Breast cancer imposes a significant health problem in Iran; therefore, dedicated national programs are needed for cancer prevention and early diagnosis. Pathogenic mutations in BRCA1 and BRCA2 genes account for 20% to 25% of familial forms of breast cancer. Professional organizations in Europe and North America have published clinical practice guidelines for BRCA genetic testing and management (36, 37). The utilization of BRCA testing in clinical practice has resulted in a large increase of variant classification burden among laboratories. Variability between genetic code of different individuals is common within the general population and between individuals of different ethnic origin, and this intrinsic variability can lead to difficulties in interpreting some types of sequence change. Variants of uncertain significance (VUS) represent a particular challenge since it is not possible to infer the clinical significance from sequence information alone. Most VUS are not associated with a high risk of cancer, but misinterpretation of VUS can lead to mismanagement of both the patients and their relatives.

In the present study, we performed full sequencing and large deletion analysis of BRCA1 and BRCA2 genes in index patients of 20 high risk Iranian breast cancer families. Two pathogenic and one likely pathogenic variants in BRCA1 gene and 2 pathogenic variants in BRCA2 gene were identified. The MLPA analysis of patient 12 using P002 BRCA1 probemix showed an exon 2 deletion, but subsequent analysis with P087 BRCA1 probemix did not confirm this finding. This patient carried a VUS in exon 2 of BRCA1 gene: c.16C > T (p.Leu6Phe). It is possible that this sequence variant prevented the attachment of P002 exon 2 probe, but not P087 exon 2 probe. Therefore, it is necessary to always confirm MLPA findings with another probemix. A frameshift mutation in exon 11 of BRCA1 gene was identified in patient 16: c.1961delA (p.Lys654Serfs*47). She had a personal history of breast cancer at age 28, a paternal aunt with breast cancer at age 70, another paternal aunt with uterine cancer at age 42, and a paternal cousin with uterine cancer at age 39 and breast cancer at age 44. This patient had a deletion of nucleotide adenine at position 1961, which led to a frameshift change in the coded amino acid from Lysine to Serine at position 654 and a subsequent premature termination of BRCA1 translation 47 codons later (38-40).

A nonsense mutation in exon 15 of BRCA1 gene was identified in patient 9: c.4566C > G (p.Tyr1522Ter).

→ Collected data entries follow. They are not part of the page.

PR #16069, opened 2026-03-01
feat: add CD ADO pipeline syncing new sources

PawelWMS:
Adding a new pipeline to sync all sources from the TOML config into the temporary lookaside cache. The pipeline is configured to run on every merge to the `tomls/base/main` branch. Current design very simple: checks all components and updates files missing in the cache.

[Sample pipeline run](https://dev.azure.com/mariner-org/azl/_build/results?buildId=1061080&view=logs&j=47c85f2b-56bd-5f36-a580-1cc953dfe176&t=8fc29e5b-e85f-580f-d1cc-468dfe14fba4).

### DIFF
--- a/scripts/sources-sync/README.md
+++ b/scripts/sources-sync/README.md
@@ -1,13 +1,13 @@
 # Source Sync Scripts
 
-This directory contains scripts for downloading, verifying, and uploading
-component sources to the Azure Blob Storage lookaside cache used by the
-Azure Linux build system.
+This directory contains scripts for downloading and uploading component
+sources to the Azure Blob Storage lookaside cache used by the Azure Linux
+build system.
 
 The entry point is **`sync-sources.py`** — a single script that
-combines the download and upload workflows.  An Azure DevOps (ADO)
-pipeline at [`.azure-pipelines/sync-sources.yml`](../.azure-pipelines/sync-sources.yml)
-automates this on every merge to the `tomls/base/main` branch.
+combines the download and upload workflows. An Azure DevOps (ADO)
+pipeline at [`.azure-pipelines/sync-sources.yml`](../../.azure-pipelines/sync-sources.yml)
+automates this on merges to the `tomls/base/main` branch.
 
 ---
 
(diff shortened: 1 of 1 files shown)


scripts/sources-sync/sync-sources.py
```diff
@@ -0,0 +1,891 @@
...
+
+# ---------------------------------------------------------------------------
+# Component discovery
+# ---------------------------------------------------------------------------
+
+
+def discover_components(component_filter: str) -> list[str]:
+    """Auto-discover components by running ``azldev component list``.
+
+    Runs ``azldev component list -a -O markdown`` and filters lines that
```
reubeno, line 257: I know this is supposed to be quick and dirty -- but why aren't we using `-O json` from `azldev`? I see this and multiple other places where this script is doing text scraping while the programmatic data should just be there.

scripts/sources-sync/README.md
```diff
@@ -0,0 +1,298 @@
...
+```
+python scripts/sync-sources.py [OPTIONS]
+```
+
+| Argument | Type | Required | Default | Description |
+|---|---|---|---|---|
+| `--account-url` | `str` | Yes (unless `--verify-only`) | — | Azure Storage Account URL (e.g. `https://<account>.blob.core.windows.net`). |
+| `--container` | `str` | Yes (unless `--verify-only`) | — | Blob container name to upload into. |
+| `--component-filter` | `str` | No | `"Upstream: fedora"` | Substring filter on `azldev component list -a -O markdown` output to select components. |
+| `--components-file` | `Path` | No | — | Read component names from this file (one per line, blank lines and `#` comments ignored) instead of auto-discovering. Accepts the output of `--failed-output`. |
```
reubeno, line 89: What's this used for?

scripts/sources-sync/sync-sources.py
```diff
@@ -0,0 +1,891 @@
+#!/usr/bin/env python3
```
reubeno, line 1: With all this code, I can't help but asking if it would be have taken as much time to AI-code an extension to `azldev` itself to do what we want?

scripts/sources-sync/sync-sources.py
PawelWMS: You're right, there are many improvements we could do in this cript. My summary of all of them: remove the script along with this pipeline.

This script is a throw-away result of compiling more smaller scripts together, which were just helper tools to get some information (example from your comment: text parsing was easier to explain to Copilot, because it began from an in-line `grep` for some other work I was doing). This whole change is throw-away code to temporarily replace the lack of CT and GitHub functionality we've initially had planned for this cycle to automatically upload sources on approved PRs. With that in mind, I'm not sure if it's worth making any fixes to the script at this point. At least if we want to have something working today. I'm happy to hand this off to Carla as well, but I'm just not sure, if it's worth the time and if we won't suffer more from manual uploads in the meantime.

scripts/sources-sync/README.md
PawelWMS: Not sure what you mean but maybe the selected code block has shifted due to later commits. This is just an explanation of the script arguments. In general, the readme is to help anyone, how has to work with this script in my absence.

scripts/sources-sync/sync-sources.py
PawelWMS: Can't say, didn't really think about making this part of `azldev`. This script is a stitching of 4+ smaller helper scripts, which I used when I didn't yet know, we'll need this lookaside repo maintained for longer. I've got nothing against adding this functionality into `azldev` and simplifying the pipeline but can't really do it anymore before I'm gone.

.azure-pipelines/sync-sources.yml
```diff
@@ -0,0 +1,163 @@
...
+#
+# See scripts/README.md for full documentation.
+# ---------------------------------------------------------------------------
+
+# Trigger controlled by ADO
+trigger: none
+
+# Allow manual runs from the ADO UI with parameter overrides.
+pr: none
+
```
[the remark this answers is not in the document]
PawelWMS: It's already mentioned that the trigger is controlled by ADO.

ddstreet:
Personally, I am a HARD nack on all of this. 1) I don't think upstream tarballs should be automatically added to the lookaside cache, it should be done manually (the manual operation could include use of a script/program but I think some level of manual review of each source tarball upload should be required, even if it's just a manual verification of the upstream tarball URL), and 2) *no tools in this repository*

She had a personal history of breast cancer at age 42 and epithelial ovarian cancer at age 43, a sister with breast cancer at age 40, and a paternal aunt with breast cancer at age 42. This patient carried a C > G substitution at position 4566, which led to the premature termination of BRCA1 translation (38, 39, 41). A splicing mutation in intron 18 of BRCA1 gene was identified in patient 3: c.5153-26A > G. She had a personal history of breast cancer at age 30, and her mother was diagnosed with breast cancer at age 58 and epithelial ovarian cancer at age 59. This patient carried an A > G substitution in intron 18 of BRCA1 gene. The analysis of this variant with Human Splicing Finder version 3.0 identified a cryptic new acceptor site at position -37 (42). MutationTaster software identified this variant as disease causing (43). Allele G has neither been found in ExAC (Exome Aggregation Consortium) nor in 1000 Genome projects. COVAR project (COsegregation of VARiants in the BRCA1/2 Gene) by Institute Curie has classified this variant as likely pathogenic on the basis of its family co-segregation (41).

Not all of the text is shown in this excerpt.